Depsipeptides and cyclodepsipeptides are analogues of the corresponding peptides in which one or more amide groups are replaced by ester functions. Reports of crystal structures of linear depsipeptides are rare. The crystal structures and conformational analyses of four depsipeptides with an alternating sequence of an α,α-disubstituted α-amino acid and an α-hy­droxy acid are reported.

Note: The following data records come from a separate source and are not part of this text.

PR #707, opened 2022-06-03
feat: support esm ssr build

antfu:
In Vite v3 we now default to emit ESM build for SSR. This PR enables the ability it uses ESM build when available and fallback to CJS build when it's in Vite v2.

So we don't need this workaround in Vite 3
https://github.com/vitejs/vite/blob/f8c92d1f4c1bddb6c29cfd4753079157c4d96922/docs/vite.config.ts#L4-L6


src/node/plugin.ts
```diff
@@ -215,6 +215,17 @@ export async function createVitePressPlugin(
             delete bundle[name]
           }
         }
+
+        // in Vite v3
+        // we generate a fake package.json to make the output `.js` as ESM
+        // @ts-ignore
+        if (config.ssr?.format === 'esm') {
```
antfu, line 222: Blocked by https://github.com/vitejs/vite/pull/8455

src/node/build/bundle.ts
```diff
@@ -54,7 +54,10 @@ export async function bundle(
     ),
     // @ts-ignore
     ssr: {
-      noExternal: ['vitepress']
+      noExternal: [
+        'vitepress',
+        '@docsearch/css'
```
brc-dd, line 59: Also need to put `@vueuse/core` and `body-scroll-lock` here...?

antfu:
close in favor of #856

PR #709, opened 2022-06-03
feat: provide build end hook

### LINKED ISSUE #706: provide build end hook

There are situations where information about the build process is required before vitepress finish, which cannot be done from a Vite plugin. For example, adding a PWA including the generated pages in the service worker manifest.

The current problem is that we have to include scripts after the vitepress build so that it loads the PWA plugin manually and regenerates the PWA on the distribution folder and it is a very repetitive arduous job.

Adding a `build-end` hook providing the Vite config and the routes generated by Vitepress.

For example, using `Astro` integrations, you can just add a `astro:build:done` hook, `Astro` just call this hook once SSG process finish and before finishing the build process (provides some info about the SSG result like routes and urls):

https://docs.astro.build/en/reference/integrations-reference/#quick-api-reference

I can make a PR for the build end hook.

_No response_

### Additional context

_No response_

### Validations

userquin:
should also be included on next ;)

closes #706


userquin:
It seems Vitepress is not resolving the root Vite config, only expose the inlined Vite configuration and not resolving it via Vite `resolveConfig`.

I need to do this to make `vite-plugin-pwa` work:
```ts
import { resolveConfig } from 'vite'
import type { VitePluginPWAAPI } from 'vite-plugin-pwa'
import { VitePWA } from 'vite-plugin-pwa'

const PWA = VitePWA({...})
...
export default defineConfig({
  lang: 'en-US',
  ...
  async buildEnd() {
      const viteConfig = await resolveConfig({
          plugins: [PWA],
        },
        'build',
        'production',
      )
      const pwaPlugin: VitePluginPWAAPI = viteConfig.plugins.find(i => i.name === 'vite-plugin-pwa')?.api
      const pwa = pwaPlugin && !pwaPlugin.disabled
      await optimizePages(pwa)
      if (pwa)
        await pwaPlugin.generateSW()
    },
})

```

The mol­ecules in the linear hexa­depsipeptide amide in (S)-Pms-Acp-(S)-Pms-Acp-(S)-Pms-Acp-NMe2 aceto­nitrile solvate, C47H58N4O9·C2H3N, (3b), as well as in the related linear tetra­depsipeptide amide (S)-Pms-Aib-(S)-Pms-Aib-NMe2, C28H37N3O6, (5a), the diastereoisomeric mixture (S,R)-Pms-Acp-(R,S)-Pms-Acp-NMe2/(R,S)-Pms-Acp-(R,S)-Pms-Acp-NMe2 (1:1), C32H41N3O6, (5b), and (R,S)-Mns-Acp-(S,R)-Mns-Acp-NMe2, C30H37N3O6, (5c) (Pms is phenyl­lactic acid, Acp is 1-amino­cyclo­pentane­carb­oxy­lic acid and Mns is mandelic acid), generally adopt a β-turn conformation in the solid state, which is stabilized by intra­molecular N—H...O hydrogen bonds. Whereas β-turns of type I (or I′) are formed in the cases of (3b), (5a) and (5b), which contain phenyl­lactic acid, the torsion angles for (5c), which incorporates mandelic acid, indicate a β-turn in between type I and type III. Inter­molecular N—H...O and O—H...O hydrogen bonds link the mol­ecules of (3a) and (5b) into extended chains, and those of (5a) and (5c) into two-dimensional networks.